Improving Austin government’s public engagement process requires procedures and tools that separate the two major goals of citizen input: uncovering insightful information and assessing political support. As long as engagement routines mix both goals together, sub-optimal engagement is likely.
Quantity
The crowds that show up on key votes or public input meetings are not there to add to the quality of the information available to policymakers. They are there to show the level of political support. Meaningful change to this time-destroying Austin civic tradition will require new digital tools, as well as new, consistently enforced norms for public input.
Specifically, Austinites should be able to register for a digital ‘vote’ that allows them to express their support on public matters before Council (or other public bodies). Identity can be verified in a process similar to actual voter registration. Such a system will be convenient, more representative, and provide decision-makers with more accurate information than the status quo.
Quality
For controversial issues, the typical unit of public testimony and public digital participation adds little to the information quality policymakers and staff have to make decisions. Whether it be at Council/Commission meetings, at Austin’s ubiquitous gallery-style information sessions, or on existing government digital commenting platforms, each additional participant’s feedback only adds to noise.
This participation noise seems to be routinely ignored by decision-makers.

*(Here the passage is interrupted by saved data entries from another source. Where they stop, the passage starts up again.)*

PR #3588, opened 2023-05-01
Allow OnOffType as valid conversion types for HSBType and PercentType

kaikreuzer:
This fixes a regression that has been recently introduced (most likely through the refactoring of the CommunicationManager).
I couldn't figure out what change exactly causes the regression, but at least this PR fixes it.

The bug is the following: I have a Color item with a Switch channel attached using the Follow profile - this controls an LED on my KNX wall switch to show whether the light is on or off. In the past, a HSBType state update was correctly converted to ON/OFF and sent out to the channel, which is no longer the case with the current code base.

### DIFF
--- a/bundles/org.openhab.core.thing/src/main/java/org/openhab/core/thing/internal/CommunicationManager.java
+++ b/bundles/org.openhab.core.thing/src/main/java/org/openhab/core/thing/internal/CommunicationManager.java
@@ -46,6 +46,8 @@ import org.openhab.core.items.events.ItemCommandEvent;
 import org.openhab.core.items.events.ItemStateUpdatedEvent;
 import org.openhab.core.library.items.NumberItem;
 import org.openhab.core.library.types.DecimalType;
+import org.openhab.core.library.types.OnOffType;
+import org.openhab.core.library.types.PercentType;
 import org.openhab.core.library.types.QuantityType;
 import org.openhab.core.thing.Channel;
 import org.openhab.core.thing.ChannelUID;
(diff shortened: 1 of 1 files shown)


J-N-K:
I think the reason is that the `CommunicationManager` now uses the `ItemStateUpdatedEvent` instead of the `ItemStateEvent`. The `ItemStateUpdatedEvent` contains the new state of the item, which is a `HSBType`, not an `OnOffType` which was used to update the item.

bundles/org.openhab.core.thing/src/main/java/org/openhab/core/thing/internal/CommunicationManager.java
```diff
@@ -467,6 +469,9 @@ && channelTypeDefinesDimension(channel.getChannelTypeUID())) {
 
         if (acceptedTypes.contains(originalType.getClass())) {
             return originalType;
+        } else if (acceptedTypes.contains(OnOffType.class) && originalType instanceof State state
+                && PercentType.class.isAssignableFrom(originalType.getClass())) {
+            return (@Nullable T) state.as(OnOffType.class);
         } else {
```
J-N-K, line 475: Should we also add code here for `PercentType.class` so that we can link a `Color` item to a `Dimmer` channel in the same way?

kaikreuzer:
Hm, the failing tests have a point - I'll have to further look into this.

bundles/org.openhab.core.thing/src/main/java/org/openhab/core/thing/internal/CommunicationManager.java
kaikreuzer: Ok, I think I now understood what you meant - and it should fix the tests.

J-N-K (approved):
LGTM, thanks!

Even when addressing them in person, it’s not uncommon for decision-makers to just browse through their smartphone while one testifies or for event staffers to not have the background to answer anything but the most basic questions. Sometimes a process will ask for stakeholders to provide written comments or white papers, but whether those are ever read remains opaque.
A better approach would be to curate information and ration public time in front of decision-makers. This is what the previous City Council has been doing through its ’10 speakers for each side’ hack. Better to formalize this tradition, create a consistent system for spots to be allocated to quality presentations, and make said process the norm so that there’s less incentive for groups to show up en masse for fear of being out-bodied if the testimony cap is not deployed. Moreover, if this is implemented with the digital vote process mentioned above, decision-makers can credibly implore for big groups to make their preferences shown through quick clicks instead of needlessly clogging meetings.
Short & Sweet
The goal of Austin’s public process should not be to protect the ability of the civic super-enthusiasts to testify on each and every topic of their choosing. It also should not be an attrition game where an unrepresentative group of highly-motivated people get public facetime with policymakers. Instead, it should optimize for the much broader set of civic-minded Austinites that have well-formed preferences but a paucity of time for meetings. A good process should also allow those with the most polished information to easily enhance the deliberations of decision-makers.